§ TASK INSTRUCTIONS: Each entry must be restated word for word, with nothing omitted.

== Segment start ==

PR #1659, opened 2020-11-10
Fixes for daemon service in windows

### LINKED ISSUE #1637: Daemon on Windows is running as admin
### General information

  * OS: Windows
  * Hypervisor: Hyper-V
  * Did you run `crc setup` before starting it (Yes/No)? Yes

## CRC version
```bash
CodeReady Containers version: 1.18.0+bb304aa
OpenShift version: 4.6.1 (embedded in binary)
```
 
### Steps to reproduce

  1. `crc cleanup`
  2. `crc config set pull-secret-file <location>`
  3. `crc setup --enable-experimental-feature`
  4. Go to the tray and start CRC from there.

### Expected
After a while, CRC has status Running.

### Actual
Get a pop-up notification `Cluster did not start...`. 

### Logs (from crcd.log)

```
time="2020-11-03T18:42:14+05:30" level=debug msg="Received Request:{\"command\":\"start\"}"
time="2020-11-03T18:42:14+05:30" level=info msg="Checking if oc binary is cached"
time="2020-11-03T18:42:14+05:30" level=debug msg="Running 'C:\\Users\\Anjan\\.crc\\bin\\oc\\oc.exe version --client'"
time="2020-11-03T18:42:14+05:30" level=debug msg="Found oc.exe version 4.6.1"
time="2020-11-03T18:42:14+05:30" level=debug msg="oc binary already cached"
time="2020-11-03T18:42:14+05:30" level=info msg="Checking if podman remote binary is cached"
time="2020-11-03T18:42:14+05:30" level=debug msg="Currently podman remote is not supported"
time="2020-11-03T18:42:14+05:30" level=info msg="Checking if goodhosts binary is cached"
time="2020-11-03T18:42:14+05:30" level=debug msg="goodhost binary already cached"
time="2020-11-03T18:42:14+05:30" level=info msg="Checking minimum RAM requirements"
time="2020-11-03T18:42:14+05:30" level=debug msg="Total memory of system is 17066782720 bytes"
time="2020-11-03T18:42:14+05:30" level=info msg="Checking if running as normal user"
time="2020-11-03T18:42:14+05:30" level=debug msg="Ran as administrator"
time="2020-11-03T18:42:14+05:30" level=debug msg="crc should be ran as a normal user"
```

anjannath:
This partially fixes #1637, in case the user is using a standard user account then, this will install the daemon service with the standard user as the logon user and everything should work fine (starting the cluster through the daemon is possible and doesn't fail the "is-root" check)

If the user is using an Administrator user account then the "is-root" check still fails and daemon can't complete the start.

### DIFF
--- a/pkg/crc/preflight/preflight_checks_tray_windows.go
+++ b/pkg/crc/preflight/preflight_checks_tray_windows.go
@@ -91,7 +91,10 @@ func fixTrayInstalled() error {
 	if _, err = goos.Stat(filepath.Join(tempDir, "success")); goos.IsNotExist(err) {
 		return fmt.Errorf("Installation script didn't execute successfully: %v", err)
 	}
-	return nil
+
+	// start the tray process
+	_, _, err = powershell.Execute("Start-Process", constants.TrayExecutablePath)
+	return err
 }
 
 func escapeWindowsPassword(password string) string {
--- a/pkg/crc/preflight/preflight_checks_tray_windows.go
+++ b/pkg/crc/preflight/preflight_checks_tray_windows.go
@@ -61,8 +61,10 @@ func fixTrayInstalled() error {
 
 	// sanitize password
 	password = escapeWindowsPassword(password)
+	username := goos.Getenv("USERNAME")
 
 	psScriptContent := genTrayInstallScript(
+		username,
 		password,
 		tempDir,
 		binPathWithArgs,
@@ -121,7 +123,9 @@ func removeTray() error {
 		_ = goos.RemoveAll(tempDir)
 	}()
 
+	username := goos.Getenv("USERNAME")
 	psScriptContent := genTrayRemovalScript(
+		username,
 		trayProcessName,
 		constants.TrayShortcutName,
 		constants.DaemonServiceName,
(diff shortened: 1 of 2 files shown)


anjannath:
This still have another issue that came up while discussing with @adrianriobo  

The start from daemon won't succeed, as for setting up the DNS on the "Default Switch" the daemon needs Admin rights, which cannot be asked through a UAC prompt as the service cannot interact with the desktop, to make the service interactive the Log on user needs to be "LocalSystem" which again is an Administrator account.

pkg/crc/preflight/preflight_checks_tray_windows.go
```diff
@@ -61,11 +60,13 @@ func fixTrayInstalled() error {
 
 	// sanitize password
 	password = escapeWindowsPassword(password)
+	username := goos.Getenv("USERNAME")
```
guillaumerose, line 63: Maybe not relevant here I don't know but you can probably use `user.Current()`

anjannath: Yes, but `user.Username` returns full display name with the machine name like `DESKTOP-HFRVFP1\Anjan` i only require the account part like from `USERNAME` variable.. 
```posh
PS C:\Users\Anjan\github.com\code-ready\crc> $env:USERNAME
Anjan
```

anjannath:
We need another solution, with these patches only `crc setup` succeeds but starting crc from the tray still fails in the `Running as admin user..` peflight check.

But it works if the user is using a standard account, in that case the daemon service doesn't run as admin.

== Segment end ==

§ RESULT:
PR #1659, opened 2020-11-10
Fixes for daemon service in windows

### LINKED ISSUE #1637: Daemon on Windows is running as admin
### General information

  * OS: Windows
  * Hypervisor: Hyper-V
  * Did you run `crc setup` before starting it (Yes/No)? Yes

## CRC version
```bash
CodeReady Containers version: 1.18.0+bb304aa
OpenShift version: 4.6.1 (embedded in binary)
```
 
### Steps to reproduce

  1. `crc cleanup`
  2. `crc config set pull-secret-file <location>`
  3. `crc setup --enable-experimental-feature`
  4. Go to the tray and start CRC from there.

### Expected
After a while, CRC has status Running.

### Actual
Get a pop-up notification `Cluster did not start...`. 

### Logs (from crcd.log)

```
time="2020-11-03T18:42:14+05:30" level=debug msg="Received Request:{\"command\":\"start\"}"
time="2020-11-03T18:42:14+05:30" level=info msg="Checking if oc binary is cached"
time="2020-11-03T18:42:14+05:30" level=debug msg="Running 'C:\\Users\\Anjan\\.crc\\bin\\oc\\oc.exe version --client'"
time="2020-11-03T18:42:14+05:30" level=debug msg="Found oc.exe version 4.6.1"
time="2020-11-03T18:42:14+05:30" level=debug msg="oc binary already cached"
time="2020-11-03T18:42:14+05:30" level=info msg="Checking if podman remote binary is cached"
time="2020-11-03T18:42:14+05:30" level=debug msg="Currently podman remote is not supported"
time="2020-11-03T18:42:14+05:30" level=info msg="Checking if goodhosts binary is cached"
time="2020-11-03T18:42:14+05:30" level=debug msg="goodhost binary already cached"
time="2020-11-03T18:42:14+05:30" level=info msg="Checking minimum RAM requirements"
time="2020-11-03T18:42:14+05:30" level=debug msg="Total memory of system is 17066782720 bytes"
time="2020-11-03T18:42:14+05:30" level=info msg="Checking if running as normal user"
time="2020-11-03T18:42:14+05:30" level=debug msg="Ran as administrator"
time="2020-11-03T18:42:14+05:30" level=debug msg="crc should be ran as a normal user"
```

anjannath:
This partially fixes #1637, in case the user is using a standard user account then, this will install the daemon service with the standard user as the logon user and everything should work fine (starting the cluster through the daemon is possible and doesn't fail the "is-root" check)

If the user is using an Administrator user account then the "is-root" check still fails and daemon can't complete the start.

### DIFF
--- a/pkg/crc/preflight/preflight_checks_tray_windows.go
+++ b/pkg/crc/preflight/preflight_checks_tray_windows.go
@@ -91,7 +91,10 @@ func fixTrayInstalled() error {
 	if _, err = goos.Stat(filepath.Join(tempDir, "success")); goos.IsNotExist(err) {
 		return fmt.Errorf("Installation script didn't execute successfully: %v", err)
 	}
-	return nil
+
+	// start the tray process
+	_, _, err = powershell.Execute("Start-Process", constants.TrayExecutablePath)
+	return err
 }
 
 func escapeWindowsPassword(password string) string {
--- a/pkg/crc/preflight/preflight_checks_tray_windows.go
+++ b/pkg/crc/preflight/preflight_checks_tray_windows.go
@@ -61,8 +61,10 @@ func fixTrayInstalled() error {
 
 	// sanitize password
 	password = escapeWindowsPassword(password)
+	username := goos.Getenv("USERNAME")
 
 	psScriptContent := genTrayInstallScript(
+		username,
 		password,
 		tempDir,
 		binPathWithArgs,
@@ -121,7 +123,9 @@ func removeTray() error {
 		_ = goos.RemoveAll(tempDir)
 	}()
 
+	username := goos.Getenv("USERNAME")
 	psScriptContent := genTrayRemovalScript(
+		username,
 		trayProcessName,
 		constants.TrayShortcutName,
 		constants.DaemonServiceName,
(diff shortened: 1 of 2 files shown)


anjannath:
This still have another issue that came up while discussing with @adrianriobo  

The start from daemon won't succeed, as for setting up the DNS on the "Default Switch" the daemon needs Admin rights, which cannot be asked through a UAC prompt as the service cannot interact with the desktop, to make the service interactive the Log on user needs to be "LocalSystem" which again is an Administrator account.

pkg/crc/preflight/preflight_checks_tray_windows.go
```diff
@@ -61,11 +60,13 @@ func fixTrayInstalled() error {
 
 	// sanitize password
 	password = escapeWindowsPassword(password)
+	username := goos.Getenv("USERNAME")
```
guillaumerose, line 63: Maybe not relevant here I don't know but you can probably use `user.Current()`

anjannath: Yes, but `user.Username` returns full display name with the machine name like `DESKTOP-HFRVFP1\Anjan` i only require the account part like from `USERNAME` variable.. 
```posh
PS C:\Users\Anjan\github.com\code-ready\crc> $env:USERNAME
Anjan
```

anjannath:
We need another solution, with these patches only `crc setup` succeeds but starting crc from the tray still fails in the `Running as admin user..` peflight check.

But it works if the user is using a standard account, in that case the daemon service doesn't run as admin.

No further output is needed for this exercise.